Of course, there are various levers carriers have that can impact their revenue. Benefit design, disease prevention and care management for example, all have a role to play. Another one is Star rating, and the quality bonus payments insurers receive for achieving a rating of 4 stars or higher. One critical measure in the Star program is the overall health plan rating question. This is where consumers are asked how they would rate their health plan on a scale of 0 to 10. This question, along with a list of other measures, all come together to produce a Star rating that determines whether a carrier will receive bonus payments valued into the millions.

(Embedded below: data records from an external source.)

PR #204, opened 2022-10-21
IT-4439 | Migrate deprecated slot syntax

rogatty:
It's required before we can try Vue 3 migration build: [v3-migration.vuejs.org/migration-build.html#preparations](https://v3-migration.vuejs.org/migration-build.html#preparations)


.eslintrc.js
```diff
@@ -1,97 +1,129 @@
...
-    }],
-    'vue/multi-word-component-names': 0
-  }
-};
\ No newline at end of file
+	plugins: ['import', '@typescript-eslint'],
+	extends: [
+		'eslint:recommended',
+		'plugin:vue/recommended',
+		'prettier',
```
rogatty, line 6: https://github.com/prettier/eslint-config-prettier/blob/main/CHANGELOG.md#version-800-2021-02-21

.eslintrc.js
```diff
@@ -1,97 +1,129 @@
...
+		'vue/no-potential-component-option-typo': 'error',
+		'vue/no-static-inline-styles': 'error',
+		'vue/no-template-target-blank': [
+			'error',
+			{
+				allowReferrer: true,
+			},
+		],
+		'vue/v-for-delimiter-style': 'error',
+		'vue/no-undef-components': 'error',
```
rogatty, line 126: https://eslint.vuejs.org/rules/no-unregistered-components.html
> 🚫 This rule was removed in eslint-plugin-vue v9.0.0 and replaced by [vue/no-undef-components](https://eslint.vuejs.org/rules/no-undef-components.html) rule.

lib/js/components/Buttons/Button/Button.vue
```diff
@@ -70,6 +70,7 @@ import {
 import { ICON_BUTTON_COLORS } from '../IconButton/IconButton.consts';
 
 export default {
+	// eslint-disable-next-line vue/no-reserved-component-names
 	name: 'Button',
```
rogatty, line 74: We'll fix it by adding `Ds` prefix which we have plans for.

lib/js/components/SurveyQuestions/SurveyQuestionScale/SurveyQuestionScale.spec.ts
```diff
@@ -29,10 +28,6 @@ describe('SurveyQuestionScale', () => {
 			slots: {
 				explanation,
 			},
-			stubs: {
-				SurveyToggle,
-				Card,
```
rogatty, line 34: Alternatively we could use string stubs, something like `<div><slot/><slot name="footer"/></div>`. Using `mount` was easier.

kvas-damian (approved):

Deft Research’s Medicare Member Experience Study last year conducted a health plan rating driver analysis. In it we honed in on the factors most impactful to the overall health plan rating question. Two metrics in particular rose to the top as having an outsized impact on this measure: satisfaction with the carrier’s help in understanding coverage and satisfaction with the carrier’s help in using coverage. These two questions had the largest impact on how a consumer rated their health plan by a substantial margin. And why is that?

Medicare coverage can be quite confusing to the average senior. And there is a persistent narrative in the market that singles out insurers as the villain in the healthcare system. However, when carriers are seen as going out of their way to help their members understand and use their coverage, this narrative is flipped on its head. Consumers get better outcomes because they better understand how to navigate a complicated system and carriers are seen as their partners (not opponents) in that process.

As insurers look to right their financial ship while navigating turbulent market waters, this needs to be one of the tactics in the playbook. Helping our members use their coverage isn’t just right for the consumer, it’s also good for business.